Saturday, July 07, 2007

Silly Saturday Stories

Ian Cowie, Personal Finance editor in the Daily Telegraph (UK) (Telegraph.co.uk) writes in ‘Personal account’ that “Alert savers should benefit from the cut-throat battle between banks” and includes this rather tabloid (for the Telegraph) paragraph:

On a symbolic level, there was hardly a squeak of protest last March when Sir Edward Elgar was displaced from the back of £20 notes by Adam Smith. Other nations' banknotes commemorate famous soldiers, artists and politicians; we swapped a wonderful English musician for a Scottish tax collector. Yes, I know that Smith's fame is firmly based on his insights as an economist but the fact remains he worked as a commissioner of Scottish customs and excise.”

Comment
Ian Cowie obviously is a better editor than he is a fact checker.

The Bank of England is the central bank of the United Kingdom of Great Britain and Northern Ireland.
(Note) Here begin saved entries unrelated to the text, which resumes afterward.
Issue #1239, opened 2016-02-12
"error: 'JIT_LOCAL4' undeclared" on OpenBSD/powerpc


juanfra684:
When I try to build Racket 6.4 on OpenBSD/powerpc with GCC 4.9.3 and jit/places/futures enabled, it shows this error during the build:

```
cc -O2 -pipe    -I./.. -I/usr/ports/pobj/racket-minimal-6.4/racket-6.4/src/racket/src/../include -I/usr/local/include -I/usr/X11R6/include -pthread -I/usr/local/include  -DUSE_SENORA_GC  -c /usr/ports/pobj/racket-minimal-6.4/racket-6.4/src/racket/src/hash.c -o hash.o
cc -O2 -pipe    -I./.. -I/usr/ports/pobj/racket-minimal-6.4/racket-6.4/src/racket/src/../include -I/usr/local/include -I/usr/X11R6/include -pthread -I/usr/local/include  -DUSE_SENORA_GC  -c /usr/ports/pobj/racket-minimal-6.4/racket-6.4/src/racket/src/jit.c -o jit.o
/usr/ports/pobj/racket-minimal-6.4/racket-6.4/src/racket/src/jit.c: In function 'scheme_generate':
/usr/ports/pobj/racket-minimal-6.4/racket-6.4/src/racket/src/jit.c:2469:32: error: 'JIT_LOCAL4' undeclared (first use in this function)
           mz_ld_runstack_base_alt(JIT_RUNSTACK);
                                ^
/usr/ports/pobj/racket-minimal-6.4/racket-6.4/src/racket/src/jit.c:2469:32: note: each undeclared identifier is reported only once for each function it appears in
/usr/ports/pobj/racket-minimal-6.4/racket-6.4/src/racket/src/jit.c: In function 'generate_function_getarg':
/usr/ports/pobj/racket-minimal-6.4/racket-6.4/src/racket/src/jit.c:3465:26: error: 'JIT_LOCAL4' undeclared (first use in this function)
     mz_set_local_p(JIT_RUNSTACK, JIT_RUNSTACK_BASE_LOCAL);
                          ^
*** Error 1 in racket/src (Makefile:217 'jit.o')
*** Error 1 in racket/src (Makefile:136 'all')
```

Unlike the default compiler on OpenBSD (GCC 4.2), GCC 4.9.3 supports thread-local storage (emulated).

juanfra684:
[...]

PR #1477, opened 2016-10-02
Add support for PowerPC on FreeBSD

### LINKED ISSUE #1471: Racket on PowerPC (FreeBSD)?
Is there a reason why Racket currently doesn't support the PowerPC architecture on FreeBSD? 
I noticed that PowerPC is supported on other operating systems. If it's simply a matter of configuration I can also try to fix it myself.

I know that FreeBSD doesn't have that many users so I understand if porting is not a priority.

alehed:
I'm not sure if this is all that is needed, but it compiles now with freebsd on powerpc.
Closes #1471

### DIFF
--- a/racket/src/racket/sconfig.h
+++ b/racket/src/racket/sconfig.h
@@ -477,6 +477,7 @@
 #  define SCHEME_PLATFORM_LIBRARY_SUBPATH "arm-freebsd"
 # elif defined(__powerpc__)
 #  define SCHEME_PLATFORM_LIBRARY_SUBPATH "ppc-freebsd"
+#  define MZ_USE_JIT_PPC
 # else
 #  error Unported platform.
 # endif
--- a/racket/src/racket/sconfig.h
+++ b/racket/src/racket/sconfig.h
@@ -475,6 +475,8 @@
 #  define FLUSH_SPARC_REGISTER_WINDOWS
 # elif defined(__arm__)
 #  define SCHEME_PLATFORM_LIBRARY_SUBPATH "arm-freebsd"
+# elif defined(__powerpc__)
+#  define SCHEME_PLATFORM_LIBRARY_SUBPATH "ppc-freebsd"
 # else
 #  error Unported platform.
 # endif


alehed:
Why is the build failing?

juanfra684:
Probably, you want also to add the line: `#define MZ_USE_JIT_PPC`.

Did you try to run DrRacket? Everything works fine?.

If possible, can you run the tests and to copy/paste the output?:
```
$ racket -e '(eval-jit-enabled)'
$ raco pkg install --auto -u racket-test-core
$ cd ~/.racket/$(racket -e '(display (version))')/pkgs/racket-test-core/tests/racket/
$ racket -f quiet.rktl
```

alehed:
Compiling it with `#define MZ_USE_JIT_PPC` gives me the error

```
./../src/jit.c: In function 'scheme_generate':
./../src/jit.c2473: error: 'JIT_LOCAL4' undeclared (first use of this function)
```

alehed:
Without jit enabled the build works. Installing packages works but it complains about not being able to install some documentation. 

The output of `racket -f quiet.rktl` is:
```
Section(basic)


TIMEOUT -- ABORTING!
```

juanfra684:
Build racket with `--disable-places --disable-futures`.

alehed:
Should I disable places and futures by default for the powerpc architecture?

stamourv:
FWIW, those at least used to work on PPC on Mac OS. I last used that combination ~5 years ago, though, and I think we got rid of those build machines some time ago, so it may have bit-rotten.

alehed:
So I'll just disable them in my build script not in the racket configuration file?

juanfra684:
@alehed yes, both are not supported on powerpc. With both disabled in the configure script, you can build the interpreter with JIT.

@stamourv look #1239.

stamourv:
Ah, looks like I was out of date then. :)

alehed:
I cloned racket, changed freebsd on ppc in the sconfig to contain:
```
#define SCHEME_PLATFORM_LIBRARY_SUBPATH "ppc-freebsd"
#define MZ_USE_JIT_PPC
```
And built it with `make`. I get the error: `http-client: connection ended early`. Any thoughts on this?
Note that by default both futures and places are disabled on ppc.

alehed:
Building it with the ports system (minima-racket) with the above sconfig and without places or futures I get an error in racket3m:
```
/usr/ports/lang/racket-minimal/work/racket-6.6/src/racket/.libs/racket3m: Undefined symbol "GC_variable_stack"
```

alehed:
I finally got a build working with JIT enabled (I didn't give it any JIT flags like msse, msse2 or mfpmath=sse). The output of eval-jit-enabled ist true. 
I have to say, my racket interpreter is pretty slow. When I execute the given test, the output is still the same as when I ran it the first time (see above).
BTW: I installed racket-minimal and I'm running freebsd without a window system so I don't know if DrRacket would work or not.

alehed:
I was also mistaken about the default build. On PowerPC you specifically have to specifically disable places and futures, otherwise it doesn't work.

juanfra684:
The reason why I asked for the tests is because racket crashes on OpenBSD/macppc. I installed FreeBSD 10.2 and I see the same crash in the same test (`racket -f unsafe.rktl`). Something is broken in the powerpc JIT or GC code (the same test works fine without the JIT but other different tests fail).

That said, I think that the PR is correct and someone should commit the changes.

alehed:
Yes, for me it also crashed on that test. 

Btw: Is it normal that a simple hello world in racket takes about 2s on an old computer (~700 according to geekbench)?

juanfra684:
Try this: `echo '#lang racket/base\n(displayln "hello world")' > hello.rkt && raco make hello.rkt`.  Then run `racket hello.rkt`, it will avoid the slow cold start. BSDs on powerpc are usually slow, I don't know how Apple made OSX fast on these machines.

rfindler:
If you run `raco make -v hello.rkt` (adding the `-v` flag) and you see lots and lots of output, that means that probably you missed a step in the build process. (You would see all this output only the first time you run the command; but you know it was there if the command gets a lot faster the second time.)

alehed:
Compiling reduces the two seconds to about one and a half.

On `raco make -v` the output shows nothing unexpected. On `raco make --vv` I get almost 300 lines of `checking: ...` but also that seems quite expected.

But to be honest, it's not such a big deal for me. As long as it works, I'm happy.

PR #1487, opened 2016-10-10
Add #:logger keyword argument to with-intercepted-logging.

### LINKED ISSUE #1486: with-intercepted-logging only intercepts logs sent to current-logger
Because of [L45](https://github.com/racket/racket/blob/master/racket/collects/racket/logging.rkt#L45) in `racket/logging.rkt`, the function `with-intercepted-logging` can only intercept logs sent to the `(current-logger)` parameter.

And so the following program (adapted from the [docs](http://docs.racket-lang.org/reference/logging.html#%28def._%28%28lib._racket%2Flogging..rkt%29._with-intercepted-logging%29%29)) returns 0, but I was expecting 2.

```
#lang racket
(require racket/logging)

(let ([warning-counter 0]
      [l (current-logger)])
 (with-intercepted-logging
  (lambda (l)
   (when (eq? (vector-ref l 0)
          'warning)
    (set! warning-counter (add1 warning-counter))))
  (lambda ()
   (log-message l 'warning "Warning!" (current-continuation-marks))
   (log-message l 'warning "Warning again!" (current-continuation-marks))
   (+ 2 2))
  'warning)
 warning-counter)
;; 0
```

Also, this means `with-intercepted-logging` won't intercept any logs from functions created by `define-logger`.

Is it possible to change the implementation of `with-intercepted-logging` to intercept any log event that would be received by a `(make-log-receiver (current-logger) ....)` declared _outside_ the dynamic extent of `proc`?

stamourv:
Closes #1486.

### DIFF
--- a/pkgs/racket-doc/scribblings/reference/logging.scrbl
+++ b/pkgs/racket-doc/scribblings/reference/logging.scrbl
@@ -351,13 +351,17 @@ Returns @racket[#t] if @racket[v] is a valid logging level (@racket['none],
                               (or/c symbol? #f))
                              any)]
            [proc (-> any)]
+           [#:logger logger logger? #f]
            [level log-level/c]
            [topic (or/c #f symbol?) #f]
            ... ...)
          any]{
 
-Runs @racket[proc], calling @racket[interceptor] on any log event that would
-be received by @racket[(make-log-receiver (current-logger) level topic ... ...)].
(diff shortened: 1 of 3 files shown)


stamourv:
@bennn: If you want to give it a shot.

stamourv:
Oh, good. I wasn't sure about the docs.
Is it ok if this doesn't go into the release?

bennn:
Yeah that's fine, no rush.

PR #3950, opened 2021-08-02
net/ftp: close both ports on exception to avoid leaking descriptors

dzoep:
While developing a service that communicates with remote systems via FTP using the net/ftp module, we encountered a situation where the Racket process was suddenly unable to open any new sockets (not just TCP for FTP - but any other sockets for DNS, DB connections etc...). After some extensive logging we noticed the number of open descriptors for the process is steadily increasing. The reason for this was a misbehaving remote server which closed connections randomly and if we waited enough time, it just exhausted the limit of open descriptors for our service.

Platform: Linux (probably all platforms though)

Originally found and preliminary investigation of the issue: Dominik Pantůček

Further investigation and proposed patch: Adam Zaiter <adam.zaiter@trustica.cz> (as a part of his work on this project)

More information from him follows:

## Reproducing the bug
 
Misconfigure the FTP server, such that it is possible to 
establish a connection, but every other action produces a 500 status
code (for example `500 OOPS: cannot read user list`).
Start the FTP server on localhost and connect to it.

`ftp-conn-open` exception will be raised, which is originally `ftp: expected result code 220, got 500 OOPS: cannot read user list`

The exception will trigger every 10 seconds, opening 5 new file 
descriptors (can be checked with `ls /proc/<PID>/fd | wc -l`).
Eventually, the soft limit for open files will be reached and 
exceptions `system error: Too many open files; errno=24` and ` tcp-connect: host not found` will be raised.

When looking at output of `lsof -i -P -n | grep his`, you can see 
TCP sockets in (CLOSE_WAIT) state starting to add up.

## The issue

The problem is in the `net/ftp` package's `ftp-establish-connection` function. 
A TCP connection is established [here](https://github.com/racket/racket/blob/master/pkgs/net-lib/net/ftp.rkt#L155).
Then in `ftp-esablish-connection*`, `ftp-check-response` is called
with the expectation of a 220 status code. When the code is 500,
[this](https://github.com/racket/racket/blob/master/pkgs/net-lib/net/ftp.rkt#L32) exception is raised. However, the TCP connection is 
still opened, and there is no way for the user to close it, as 
the ports are not returned.

## Solution

The solution is to close the ports, **then** raise the exception
to the user as can be seen below:

```racket
(define (ftp-establish-connection* in out username password)
  (with-handlers ([exn:fail? (λ (e)
                                (close-input-port in)
                                (close-output-port out)
                                (raise e))])
  (ftp-check-response in out #"220" void (void))
  (fprintf out "USER ~a\r\n" username)
  (let ([no-password? (ftp-check-response
                        in out (list #"331" #"230")
                        (lambda (line 230?)
                          (or 230? (regexp-match #rx#"^230" line)))
                        #f)])
    (unless no-password?
      (fprintf out "PASS ~a\r\n" password)
      (ftp-check-response in out #"230" void (void))))
  (make-ftp-connection in out)))
```

### DIFF
--- a/pkgs/net-lib/net/ftp.rkt
+++ b/pkgs/net-lib/net/ftp.rkt
@@ -139,17 +139,21 @@
 ;; need PASS command. "or 230? (rege..." means if 230? is true already
 ;; , then do not check the line anymore, it's just true.
 (define (ftp-establish-connection* in out username password)
-  (ftp-check-response in out #"220" void (void))
-  (fprintf out "USER ~a\r\n" username)
-  (let ([no-password? (ftp-check-response
-                       in out (list #"331" #"230")
-                       (lambda (line 230?)
-                         (or 230? (regexp-match #rx#"^230" line)))
-                       #f)])
-    (unless no-password?
-      (fprintf out "PASS ~a\r\n" password)
-      (ftp-check-response in out #"230" void (void))))
-  (make-ftp-connection in out))
+  (with-handlers ([exn:fail? (λ (e)
+                               (close-input-port in)
+                               (close-output-port out)
+                               (raise e))])
+    (ftp-check-response in out #"220" void (void))
+    (fprintf out "USER ~a\r\n" username)
+    (let ([no-password? (ftp-check-response
+                         in out (list #"331" #"230")
+                         (lambda (line 230?)
+                           (or 230? (regexp-match #rx#"^230" line)))
+                         #f)])
+      (unless no-password?
+        (fprintf out "PASS ~a\r\n" password)
+        (ftp-check-response in out #"230" void (void))))
+    (make-ftp-connection in out)))
 
 (define (ftp-establish-connection server-address server-port username password)
   (let-values ([(tcpin tcpout) (tcp-connect server-address server-port)])
--- a/pkgs/net-test/tests/net/ftp.rkt
+++ b/pkgs/net-test/tests/net/ftp.rkt
@@ -81,7 +81,46 @@
                 (thread-wait pasv3-thd)
                 (thread-wait main-thd)
                 (get-output-string cop) => EXPECTED-USER-OUTPUT
-                ))))
+                ))
+        ;; make sure that TCP connections don't leak when attempting to open
+        ;; an FTP session fails
+        (test (for ([immediate-failure? '(#t #f)])
+                (define bad-custodian (make-custodian))
+                (parameterize ([current-custodian bad-custodian])
+                  (define bad-listener (tcp-listen 0))
+                  (define bad-port (let-values ([(_1 p _2 _3) (tcp-addresses bad-listener #t)]) p))
+                  (thread (lambda ()
+                            (let loop ()
+                              (define-values (i o) (tcp-accept bad-listener))
+                              (cond [immediate-failure?
+                                     (fprintf o "500 OOPS: cannot read user list\n")]
+                                    [else
+                                     ; After password
+                                     (fprintf o "220 FTP ready\n")
+                                     (flush-output o)
+                                     (read-bytes-line i 'any)
+                                     (fprintf o "331 Go ahead\n")
+                                     (flush-output o)
+                                     (read-bytes-line i 'any)
+                                     (fprintf o "530 Cannot login\n")])
+                              (close-output-port o)
+                              (close-input-port i)
+                              (loop))))
+                  (for ([i (in-range 10000)])
+                    ((with-handlers ([exn:fail? (lambda (exn)
+                                                  ;(printf "~s\n" (exn-message exn))
+                                                  void)])
+                       (define conn (ftp-establish-connection server bad-port user passwd))
+                       (thread (lambda ()
+                                 (displayln 'established)))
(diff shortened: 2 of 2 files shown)


mflatt:
Thank you for this repair!

There are some tests for `net/ftp` in `pkgs/net-test/tests/net/ftp.rkt`. Do you have time to add a test there, or should I look into it?

dzoep:
> Thank you for this repair!
> 
> There are some tests for `net/ftp` in `pkgs/net-test/tests/net/ftp.rkt`. Do you have time to add a test there, or should I look into it?

I don't think it is possible to test this directly. My last repair (ftp-current-directory) was easy to test (and I think Matthias pointed that out) so I added a simple "local" test: https://github.com/racket/racket/commit/28105b7be6c34ca1c1ab1ec24d571ce220c07aad

But to test this, you need to run a bit "malicious" FTP server and write an infinite loop FTP client in Racket to connect to it many times. Even our fastest test takes minutes to deplete the descriptors. I don't see a simple, reliable and reasonably fast test for this at the moment. Also beware - the default limits may differ between systems (just different Linux distribution is enough).

mflatt:
Ok, I'll take a look.

My experience is that it's easy to exhaust file descriptor resources on machine where our tests normally run. The limit is usually on the order of 1000, which takes little time to consume when you have a cooperatively misbehaving server (and the test seems to have its own mock server). So, you just loop a client for 1000 or 10000 times with a server that always errors, and if that loop complete without error, then the test passes. If the test runs out of file descriptors, then things go bad for the process, and that counts as failure.

dzoep:
Ok, I'll look into spawning the process for test and see if we can do that. Good idea! I'd just like to see this in 8.3 - for now, we need to restart the service every now and then because the real malicious server is not going to be configured properly anytime soon.

mflatt:
I don't think a new process is really needed. Here's a test that shows the bug on my machine and takes a second or two to run:

```
  ;; make sure that TCP connections don't leak when attempting to open
  ;; an FTP session fails
  (define bad-custodian (make-custodian))
  (parameterize ([current-custodian bad-custodian])
    (define bad-listener (tcp-listen 0))
    (define bad-port (let-values ([(_1 p _2 _3) (tcp-addresses bad-listener #t)]) p))
    (thread (lambda ()
              (let loop ()
                (define-values (i o) (tcp-accept bad-listener))
                (fprintf o "500 OOPS: cannot read user list\n")
                (close-output-port o)
                (close-input-port i)
                (loop))))
    (for ([i (in-range 10000)])
      ((with-handlers ([exn:fail? (lambda (exn)
                                    ;; (printf "~s\n" (exn-message exn))
                                    void)])
         (define conn (ftp-establish-connection server bad-port user passwd))
         (lambda () (error "connection didn't fail; server wasn't bad enough")))))
    ;; we should still be able to connect to the mock server
    (with-handlers ([exn:fail? (lambda (exn)
                                 (eprintf "Failed to open one more connection; out of descriptors?\n")
                                 (raise exn))])
      (tcp-connect server bad-port)))
  (custodian-shutdown-all bad-custodian)
```

I think it would be better to try with an immediate 500 and with a failure on the password step, though.

dzoep:
@mflatt - do you mean testing first 10000x immediate 500 and then 10000x 220->331->530? Like in:

```racket
nections don't leak when attempting to open
        ;; an FTP session fails
        (test (let ()
                (define bad-custodian (make-custodian))
                (parameterize ([current-custodian bad-custodian])
                  (define bad-listener (tcp-listen 0))
                  (define bad-port (let-values ([(_1 p _2 _3) (tcp-addresses bad-listener #t)]) p))
                  (thread (lambda ()
                            (let loop ()
                              (define-values (i o) (tcp-accept bad-listener))
                              ; After password
                              (when #f
                                (fprintf o "220 FTP ready\n")
                                (flush-output o)
                                (define s (read-bytes-line i 'any))
                                (fprintf o "331 Go ahead\n")
                                (flush-output o)
                                (define s2 (read-bytes-line i 'any))
                                (fprintf o "530 Cannot login\n")
                                )
                              ; Immediate
                              (when #t
                                (fprintf o "500 OOPS: cannot read user list\n"))
                              (close-output-port o)
                              (close-input-port i)
                              (loop))))
                  (for ([i (in-range 10000)])
                    ((with-handlers ([exn:fail? (lambda (exn)
                                                  ;(printf "~s\n" (exn-message exn))
                                                  void)])
                       (define conn (ftp-establish-connection server bad-port user passwd))
                       (thread (lambda ()
                                 (displayln 'established)))
                       (lambda () (error "connection didn't fail; server wasn't bad enough")))))
                  ;; we should still be able to connect to the mock server
                  (with-handlers ([exn:fail? (lambda (exn)
                                               (eprintf "Failed to open one more connection; out of descriptors?\n")
                                               (raise exn))])
                    (tcp-connect server bad-port)))
                (custodian-shutdown-all bad-custodian)))
```

(Just a concept...)

mflatt:
Yes, that's the sort of test I had in mind.

dzoep:
OK, pushed tests update. Of course, any feedback is appreciated - as usual!

mflatt:
Thanks!

PR #3955, opened 2021-08-09
Check argument contract in delta introducer

michaelballantyne:
Turns this:

```
((make-syntax-delta-introducer #'id1 (datum->syntax #f 'id1))
  #f 'flip)
```

from a segfault into

```
syntax-introducer: contract violation
  expected: syntax?
  given: #f
```


shhyou:
Just curious -- should it be `'syntax-delta-introducer` instead of `'syntax-introducer`?

michaelballantyne:
Sure, that would make at least as much sense.

sorawee:
There's a `(raise-argument-error 'syntax-introducer "(or/c 'add 'remove 'flip)" mode)` below (need to click "expand more code" in the GitHub UI to see it), which I think is why @michaelballantyne chose that name.

I think the correct fix should not be `syntax-delta-introducer`, but rather `make-syntax-delta-introducer`. The variable `who` is already bound to `'make-syntax-delta-introducer`. But for the sake of consistency, the `raise-argument-error` line should also be changed to use `who`.

shhyou:
I see the other `'syntax-introducer` now. Indeed it is correct as well. Using `'make-syntax-delta-introducer` isn't seems strange though, because the error is raised by the syntax introducer that `make-*` produces, not by `make-*` themselves.

mflatt:
I'll merge as-is for now. I agree that both `syntax-introducer` and `syntax-delta-introducer` make sense, and I don't have a strong opinion among those two, while `make-syntax-delta-introducer` doesn't seem like the right choice.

Its write across the UK is unchallengeable. It is not a bank only of ‘England'.

Its currency is the sole legal tender for the whole of the UK and not just England.

Notes issued by private banks in Scotland may only circulate under the auspices of the Act of Union, 1707, and do so today only if the exact same numbers of notes issued by the Bank of England are deposited physically in the Scottish Bank’s reserves. They are accepted as currency by custom.

Adam Smith was not ‘a commissioner of Scottish customs and excise’.

He was a 'Commissioner of HM Customs and Excise' serving in Scotland, appointed by the UK Government in London. To be precise (the difference being important), he was
one of five ‘Commissioners for Managing and Causing to be Levied and Collected His Majesty’s Customs, and Subsidies and other Duties in that part of Great Britain called Scotland and also the Duties of the Excise upon all Salt and Rock Salt imported … into Scotland in that part of Great Britain called Scotland.’

As an institution of the British government, appointed by the British Government, HM Customs was a British institution and not a devolved nor separate Scottish institution.

Incidentally, ‘the fact remains’ that the Bank of England was founded by a Scotsman, William Paterson.